(Stored data)
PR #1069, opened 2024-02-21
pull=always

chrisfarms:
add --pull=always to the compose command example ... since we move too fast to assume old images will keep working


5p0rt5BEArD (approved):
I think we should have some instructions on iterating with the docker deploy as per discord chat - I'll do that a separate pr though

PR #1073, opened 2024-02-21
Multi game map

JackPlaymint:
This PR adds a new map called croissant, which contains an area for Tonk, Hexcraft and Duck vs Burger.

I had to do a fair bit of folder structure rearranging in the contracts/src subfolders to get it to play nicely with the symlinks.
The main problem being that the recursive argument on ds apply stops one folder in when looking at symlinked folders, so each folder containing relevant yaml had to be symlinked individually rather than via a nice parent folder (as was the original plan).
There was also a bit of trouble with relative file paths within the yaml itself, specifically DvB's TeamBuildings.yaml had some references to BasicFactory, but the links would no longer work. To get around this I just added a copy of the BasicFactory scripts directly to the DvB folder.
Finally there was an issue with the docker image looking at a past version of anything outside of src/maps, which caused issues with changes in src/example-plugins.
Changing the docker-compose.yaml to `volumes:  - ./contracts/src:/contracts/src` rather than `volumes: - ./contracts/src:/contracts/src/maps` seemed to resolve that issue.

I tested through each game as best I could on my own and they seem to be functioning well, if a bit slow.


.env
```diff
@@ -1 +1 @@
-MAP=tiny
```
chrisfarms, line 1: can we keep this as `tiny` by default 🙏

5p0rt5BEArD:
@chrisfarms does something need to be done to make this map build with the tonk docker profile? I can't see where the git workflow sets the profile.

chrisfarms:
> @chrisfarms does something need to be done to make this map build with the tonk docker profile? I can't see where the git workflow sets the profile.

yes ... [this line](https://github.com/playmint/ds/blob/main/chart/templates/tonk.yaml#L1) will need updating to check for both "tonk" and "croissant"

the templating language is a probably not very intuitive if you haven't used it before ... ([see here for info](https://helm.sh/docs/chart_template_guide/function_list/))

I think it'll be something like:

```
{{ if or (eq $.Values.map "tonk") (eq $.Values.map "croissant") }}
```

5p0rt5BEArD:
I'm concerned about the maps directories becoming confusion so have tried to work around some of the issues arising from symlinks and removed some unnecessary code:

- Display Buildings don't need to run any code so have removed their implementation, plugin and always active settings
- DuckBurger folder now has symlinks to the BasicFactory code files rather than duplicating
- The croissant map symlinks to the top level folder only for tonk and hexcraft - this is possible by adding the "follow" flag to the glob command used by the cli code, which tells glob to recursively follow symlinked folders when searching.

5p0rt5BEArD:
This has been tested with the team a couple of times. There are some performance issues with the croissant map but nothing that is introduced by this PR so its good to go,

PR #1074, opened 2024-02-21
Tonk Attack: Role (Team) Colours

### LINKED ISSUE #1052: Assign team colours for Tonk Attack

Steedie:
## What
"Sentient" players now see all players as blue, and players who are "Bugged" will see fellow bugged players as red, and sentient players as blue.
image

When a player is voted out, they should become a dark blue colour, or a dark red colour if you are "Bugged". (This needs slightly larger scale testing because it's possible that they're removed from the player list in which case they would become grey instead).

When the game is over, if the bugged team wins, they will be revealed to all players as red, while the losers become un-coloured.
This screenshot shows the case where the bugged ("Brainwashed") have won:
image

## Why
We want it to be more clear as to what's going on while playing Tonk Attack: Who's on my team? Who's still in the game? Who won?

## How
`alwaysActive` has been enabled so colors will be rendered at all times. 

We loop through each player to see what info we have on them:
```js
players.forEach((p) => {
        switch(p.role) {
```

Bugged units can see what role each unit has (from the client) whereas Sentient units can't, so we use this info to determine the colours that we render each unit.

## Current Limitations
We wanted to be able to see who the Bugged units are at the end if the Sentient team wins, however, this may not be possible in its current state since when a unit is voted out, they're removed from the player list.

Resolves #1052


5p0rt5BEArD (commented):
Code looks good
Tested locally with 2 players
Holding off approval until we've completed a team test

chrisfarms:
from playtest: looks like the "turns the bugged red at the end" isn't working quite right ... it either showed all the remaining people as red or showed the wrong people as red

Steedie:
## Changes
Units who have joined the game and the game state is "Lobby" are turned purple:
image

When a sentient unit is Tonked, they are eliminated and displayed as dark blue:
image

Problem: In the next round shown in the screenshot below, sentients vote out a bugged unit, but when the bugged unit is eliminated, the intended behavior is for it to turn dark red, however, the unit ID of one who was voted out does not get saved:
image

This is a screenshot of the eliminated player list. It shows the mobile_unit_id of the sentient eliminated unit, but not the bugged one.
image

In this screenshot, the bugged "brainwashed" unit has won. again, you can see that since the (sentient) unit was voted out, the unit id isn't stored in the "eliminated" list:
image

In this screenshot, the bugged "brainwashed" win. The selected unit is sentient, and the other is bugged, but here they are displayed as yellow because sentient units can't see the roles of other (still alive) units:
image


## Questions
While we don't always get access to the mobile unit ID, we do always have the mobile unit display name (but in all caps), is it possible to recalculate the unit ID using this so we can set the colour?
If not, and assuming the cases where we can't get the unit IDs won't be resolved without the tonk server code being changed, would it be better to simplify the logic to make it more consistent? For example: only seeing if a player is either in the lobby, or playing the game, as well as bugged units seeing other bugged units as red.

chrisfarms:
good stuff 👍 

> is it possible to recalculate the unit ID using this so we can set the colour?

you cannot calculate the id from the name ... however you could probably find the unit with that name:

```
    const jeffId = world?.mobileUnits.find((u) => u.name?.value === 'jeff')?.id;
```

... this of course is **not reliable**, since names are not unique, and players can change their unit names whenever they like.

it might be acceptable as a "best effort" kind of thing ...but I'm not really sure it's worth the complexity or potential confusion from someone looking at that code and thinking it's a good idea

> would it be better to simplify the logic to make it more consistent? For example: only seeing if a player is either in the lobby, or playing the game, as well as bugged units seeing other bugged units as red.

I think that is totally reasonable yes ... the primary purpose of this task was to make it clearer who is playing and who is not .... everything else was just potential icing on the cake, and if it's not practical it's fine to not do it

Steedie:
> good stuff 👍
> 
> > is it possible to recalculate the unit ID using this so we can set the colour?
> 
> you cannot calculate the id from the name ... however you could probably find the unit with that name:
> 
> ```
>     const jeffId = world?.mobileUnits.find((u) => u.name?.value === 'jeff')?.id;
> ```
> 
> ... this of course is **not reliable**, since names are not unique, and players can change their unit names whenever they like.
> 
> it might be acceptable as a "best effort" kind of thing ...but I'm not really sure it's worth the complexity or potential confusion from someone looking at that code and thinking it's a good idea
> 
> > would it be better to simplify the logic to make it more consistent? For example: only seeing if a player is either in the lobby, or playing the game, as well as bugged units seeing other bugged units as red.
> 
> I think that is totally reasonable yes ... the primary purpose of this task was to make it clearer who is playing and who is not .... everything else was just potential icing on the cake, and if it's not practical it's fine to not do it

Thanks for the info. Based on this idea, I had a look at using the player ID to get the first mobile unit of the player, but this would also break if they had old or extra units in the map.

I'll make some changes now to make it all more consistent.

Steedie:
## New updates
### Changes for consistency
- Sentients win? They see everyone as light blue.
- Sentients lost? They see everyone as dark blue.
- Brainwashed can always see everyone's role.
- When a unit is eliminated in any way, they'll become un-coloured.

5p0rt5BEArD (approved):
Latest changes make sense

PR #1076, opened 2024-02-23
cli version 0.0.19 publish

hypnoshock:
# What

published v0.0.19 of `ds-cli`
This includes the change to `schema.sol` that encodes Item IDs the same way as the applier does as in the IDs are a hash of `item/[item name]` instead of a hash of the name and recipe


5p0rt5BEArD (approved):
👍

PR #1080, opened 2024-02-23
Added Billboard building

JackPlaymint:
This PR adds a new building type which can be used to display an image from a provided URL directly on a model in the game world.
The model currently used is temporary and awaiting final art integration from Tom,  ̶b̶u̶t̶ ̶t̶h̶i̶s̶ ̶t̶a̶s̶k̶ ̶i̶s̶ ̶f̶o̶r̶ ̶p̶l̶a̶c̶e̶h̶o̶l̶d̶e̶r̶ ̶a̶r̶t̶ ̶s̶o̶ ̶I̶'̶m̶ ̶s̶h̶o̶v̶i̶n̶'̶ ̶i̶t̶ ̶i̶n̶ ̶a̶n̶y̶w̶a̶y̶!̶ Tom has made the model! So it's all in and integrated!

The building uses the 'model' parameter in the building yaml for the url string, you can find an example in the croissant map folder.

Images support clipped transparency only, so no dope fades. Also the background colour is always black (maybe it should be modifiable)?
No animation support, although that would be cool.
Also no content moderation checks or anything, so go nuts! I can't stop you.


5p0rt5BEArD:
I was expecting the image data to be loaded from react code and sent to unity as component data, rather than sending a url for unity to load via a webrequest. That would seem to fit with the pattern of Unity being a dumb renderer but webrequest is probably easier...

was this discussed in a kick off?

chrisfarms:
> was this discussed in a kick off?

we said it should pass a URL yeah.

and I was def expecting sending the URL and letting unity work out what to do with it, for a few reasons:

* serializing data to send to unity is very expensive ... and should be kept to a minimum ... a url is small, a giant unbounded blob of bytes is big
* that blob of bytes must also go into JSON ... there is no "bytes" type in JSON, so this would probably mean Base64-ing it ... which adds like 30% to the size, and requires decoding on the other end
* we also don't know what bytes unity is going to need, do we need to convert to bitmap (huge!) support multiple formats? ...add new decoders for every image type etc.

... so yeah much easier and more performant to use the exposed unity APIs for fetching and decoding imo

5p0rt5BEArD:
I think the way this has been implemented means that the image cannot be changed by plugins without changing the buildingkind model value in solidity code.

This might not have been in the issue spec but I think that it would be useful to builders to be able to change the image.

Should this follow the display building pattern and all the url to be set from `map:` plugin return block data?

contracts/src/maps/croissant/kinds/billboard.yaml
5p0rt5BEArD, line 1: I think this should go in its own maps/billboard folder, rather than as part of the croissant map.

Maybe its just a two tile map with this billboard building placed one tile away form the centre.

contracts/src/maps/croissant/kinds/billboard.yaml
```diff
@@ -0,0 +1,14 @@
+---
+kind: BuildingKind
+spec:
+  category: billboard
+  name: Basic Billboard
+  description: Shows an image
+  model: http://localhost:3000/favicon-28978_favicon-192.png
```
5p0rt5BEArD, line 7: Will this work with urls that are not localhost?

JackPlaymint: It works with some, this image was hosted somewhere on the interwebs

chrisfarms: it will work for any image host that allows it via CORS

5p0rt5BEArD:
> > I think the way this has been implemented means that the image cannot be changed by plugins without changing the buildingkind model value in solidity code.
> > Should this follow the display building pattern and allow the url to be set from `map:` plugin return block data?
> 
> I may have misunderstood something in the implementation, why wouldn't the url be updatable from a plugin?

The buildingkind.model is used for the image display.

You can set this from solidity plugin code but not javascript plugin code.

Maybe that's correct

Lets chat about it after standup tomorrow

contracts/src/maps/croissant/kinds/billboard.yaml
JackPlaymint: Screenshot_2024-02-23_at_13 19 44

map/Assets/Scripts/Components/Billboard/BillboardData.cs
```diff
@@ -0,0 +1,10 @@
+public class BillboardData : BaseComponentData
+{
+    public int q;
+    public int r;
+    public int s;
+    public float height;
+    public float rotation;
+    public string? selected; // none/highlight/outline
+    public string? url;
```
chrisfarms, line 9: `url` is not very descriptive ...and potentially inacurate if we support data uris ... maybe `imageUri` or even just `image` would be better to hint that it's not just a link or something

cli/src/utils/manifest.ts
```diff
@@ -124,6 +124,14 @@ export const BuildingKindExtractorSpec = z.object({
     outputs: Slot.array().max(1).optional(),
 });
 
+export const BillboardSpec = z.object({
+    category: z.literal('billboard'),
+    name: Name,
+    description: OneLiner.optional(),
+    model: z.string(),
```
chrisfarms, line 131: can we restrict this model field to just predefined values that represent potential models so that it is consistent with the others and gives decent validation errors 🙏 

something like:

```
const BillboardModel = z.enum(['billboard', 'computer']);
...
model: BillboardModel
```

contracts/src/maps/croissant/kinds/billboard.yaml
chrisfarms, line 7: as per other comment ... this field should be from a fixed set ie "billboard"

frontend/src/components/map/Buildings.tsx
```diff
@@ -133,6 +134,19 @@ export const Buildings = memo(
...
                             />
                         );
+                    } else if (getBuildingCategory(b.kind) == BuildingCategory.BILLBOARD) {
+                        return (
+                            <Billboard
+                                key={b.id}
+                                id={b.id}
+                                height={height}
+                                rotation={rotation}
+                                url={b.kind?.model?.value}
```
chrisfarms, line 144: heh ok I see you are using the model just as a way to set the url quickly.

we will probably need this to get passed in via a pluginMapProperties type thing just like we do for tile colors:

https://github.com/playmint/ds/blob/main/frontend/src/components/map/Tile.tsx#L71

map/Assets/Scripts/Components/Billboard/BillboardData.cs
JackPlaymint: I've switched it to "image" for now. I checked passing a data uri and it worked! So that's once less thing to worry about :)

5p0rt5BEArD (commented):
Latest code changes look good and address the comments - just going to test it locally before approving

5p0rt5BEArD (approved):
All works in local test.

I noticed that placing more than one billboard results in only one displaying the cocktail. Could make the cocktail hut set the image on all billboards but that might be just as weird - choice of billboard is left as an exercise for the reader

*TASK ITEM*: Scan the records above for the string "tiny", and copy every line where it turns up.

*WRITTEN RESPONSE*:
-MAP=tiny
chrisfarms, line 1: can we keep this as `tiny` by default 🙏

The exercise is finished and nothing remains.